Donald Trump'ın geçtiğimiz hafta Amerika'yı Paris İklim Anlaşması'ndan çekme kararının ardından birçok uzman, bu kararın uluslararası sistemin geleceği açısından ne tür yansımaları olacağı konusunda fikir yürüttü. Dünyanın en güçlü ülkesinin, bugüne kadar varılan en etkili anlaşmalardan biri olduğu düşünülen çok önemli bir uluslararası uzlaşmayı tanımaması, küresel düzenin geleceği bakımından tehlikeli bir gelişme olarak görüldü.
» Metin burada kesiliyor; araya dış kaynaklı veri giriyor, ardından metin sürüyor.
Issue #10441, opened 2021-07-09
Inconsistency when setting the defaults on a model


semirturgay:
**What is the current behavior?**

**Defaults not set for models contains multiple objects some with defaults**

Given the following model: 
```
const DefaultTestObject = db.model('Test',
        new Schema({
          foo: {
            x: { type: String },
            y: { type: String }
          },
          boo: {
            x: { type: Boolean, default: false },
            y: { type: String }
          },
          bee: {
            x: { type: Boolean, default: false },
            y: { type: Boolean, default: false }
          }
        })
      );
```
---
When initializing the following model: 

```
 const myTest = new DefaultTestObject({
        foo: { x: 'a', y: 'b' },
        bee: {},
        boo: {}
  });
```

then running the following assertion fails: 

```
myTest.save(function(err, doc) {
        assert.ifError(err);
        assert.equal(doc.boo.x, false); // we have the defaults set for boo {x: false}
        assert.equal(doc.bee.x, false); // ☠️  but defaults are not set for *bee* it is {}
        assert.equal(doc.bee.y, false);
});       
``` 
---
The behavior gets more interesting when I try: 

```
const myTest = new DefaultTestObject({
        foo: { x: 'a', y: 'b' },
        bee: {x: true},
        boo: {}
  });
``` 

now: 

```
myTest.save(function(err, doc) {
        assert.ifError(err);
        assert.equal(doc.bee.x, true); // the  defaults are set for *bee* it is {x: true, y: false}
        assert.equal(doc.bee.y, false); 
        assert.equal(doc.boo.x, false); // ☠️  but defaults are not set for *boo* it is {}
});       
``` 
---
Now making the things even more interesting:

```
// I will not set a value for *foo*
const myTest = new DefaultTestObject({
        bee: {x: true},
        boo: {}
  });
``` 

now all the assertions are good (the defaults are set properly):  

```
myTest.save(function(err, doc) {
        assert.ifError(err);
        assert.equal(doc.bee.x, true); 
        assert.equal(doc.bee.y, false); 
        assert.equal(doc.boo.x, false); 
});       
``` 

**If the current behavior is a bug, please provide the steps to reproduce.**

- Have a model with a schema that has 3 objects 
- Set defaults at the schema definition for some keys of at least two objects
- Try to initialize the model with the object having no default and pass an empty object for the objects having defaults
- Save the model, and check the DB, you will see the defaults are not populated correctly 
[...]

PR #10442, opened 2021-07-09
fix(model): applying object defaults

semirturgay:
**Summary**
Proof of concept and fix for #10441 

**Examples**
check #10441

### DIFF
--- a/lib/document.js
+++ b/lib/document.js
@@ -994,6 +994,9 @@ Document.prototype.$set = function $set(path, val, type, options) {
         delete this._doc[key];
         // Make sure we set `{}` back even if we minimize re: gh-8565
         options = Object.assign({}, options, { _skipMinimizeTopLevel: true });
+      } else {
+        // Make sure we set `{_skipMinimizeTopLevel: false}` if don't have overwrite: gh-10441
+        options = Object.assign({}, options, { _skipMinimizeTopLevel: false });
       }
 
       const someCondition = typeof path[key] === 'object' &&
--- a/test/model.test.js
+++ b/test/model.test.js
@@ -3826,6 +3826,57 @@ describe('Model', function() {
         });
       });
     });
+    it('is saved object with proper defaults', function(done) {
+      const DefaultTestObject = db.model('Test',
+        new Schema({
+          foo: {
+            x: { type: String },
+            y: { type: String }
+          },
+          boo: {
+            x: { type: Boolean, default: false }
+          },
+          bee: {
+            x: { type: Boolean, default: false },
+            y: { type: Boolean, default: false }
+          }
+        })
+      );
+      const myTest = new DefaultTestObject({
+        foo: { x: 'a', y: 'b' },
+        bee: {},
+        boo: {}
+      });
+
+      myTest.save(function(err, doc) {
+        assert.ifError(err);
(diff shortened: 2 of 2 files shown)


test/model.test.js
```diff
@@ -3826,6 +3826,57 @@ describe('Model', function() {
...
+          }
+        })
+      );
+      const myTest = new DefaultTestObject({
+        foo: { x: 'a', y: 'b' },
+        bee: {},
+        boo: {}
+      });
+
+      myTest.save(function(err, doc) {
```
AbdelrahmanHafez, line 3851: Using callback is considered old-fashioned, a more maintainable option would be to use `co/yield`, [here](https://github.com/Automattic/mongoose/blob/c01685a56eccca995c6880dcc6ea51c71d4dd43f/test/document.test.js#L9076)'s an example of how we use it in tests.

AbdelrahmanHafez (changes requested):

test/model.test.js
semirturgay: Hello thanks for the comment, this pr created to demonstrate the issue https://github.com/Automattic/mongoose/issues/10441,

lib/document.js
```diff
@@ -1072,18 +1072,19 @@ Document.prototype.$set = function $set(path, val, type, options) {
           this.$__.savedState[path + '.' + key] = priorVal[key];
         }
       }
+      if (!utils.isEmptyObject(val)) {
```
vkarpov15, line 1075: This unfortunately breaks setting a nested field to an empty object (see test failures), so this isn't a correct solution. I haven't been able to look closely enough to have any suggestions about how to fix this issue though.

vkarpov15 (changes requested):

lib/document.js
semirturgay: @vkarpov15 thanks for the comment, 

I see the problem this fix creates.  
It is a blocker for us unfortunately without this fixed We can't update mongoose,  
it will be great if you can have a look and provide some help to fix this.

semirturgay: @vkarpov15 

I had a deeper look at the repo, and I believe this time I find the correct solution for this.  

It was basically happening because of not restoring the _skipMinimizeTopLevel to false back after we set it to overwrite the nested object value if it is set by the user. 

```
 if (type === true &&
          !prefix &&
          path[key] != null &&
          pathtype === 'nested' &&
          this._doc[key] != null &&
          Object.keys(this._doc[key]).length === 0) {
        delete this._doc[key];
        // Make sure we set `{}` back even if we minimize re: gh-8565
        options = Object.assign({}, options, { _skipMinimizeTopLevel: true });
      } else {
        // Make sure we set `{_skipMinimizeTopLevel: false}` if don't have overwrite: gh-10441
        options = Object.assign({}, options, { _skipMinimizeTopLevel: false });
      }
```

vkarpov15 (approved):
Thanks. Fix will be in v5.13.3 :+1:

nikolasleblanc:
Hey @vkarpov15, wondering if you have a timeline on when this release might go out? Appreciate your work on this.

AbdelrahmanHafez:
@nikolasleblanc FYI, this is released now.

Ama öyle görünüyor ki bu karar, ABD'nin yaptığı çeşitli sıradışı hamlelerin sadece sonuncusu.
Trump'ın kararı, ABD'nin Trans-Pasifik Ortaklığı'ndan (TPP) çekildiği ve Trump'ın sürekli NATO'yu eleştirdiği bir ortamda geldi. Kimilerine göre, ABD'nin dünyanın başka bölgeleriyle ilgilenme konusundaki isteksizliğiyle birlikte düşünüldüğünde, bu hamleler önemli hale geliyor ve ülkenin bölgesel taahhütlerine ve anlaşmalara yönelik yeni yaklaşımını yansıtıyor. Nitekim Trump'ın kararının sonuçlarına dair çok çeşitli yorumlar yapıldı. Bazı uzmanlara bakılırsa, Trump'ın NATO hakkındaki açıklamaları ve Atlantik ittifakına olan yaklaşımı, Rusya'yı bölgede daha da cesaretlendirebilir. Öte yandan, TPP'den çekilme kararı zaten Çin açısından bir zafer olarak yorumlanmıştı.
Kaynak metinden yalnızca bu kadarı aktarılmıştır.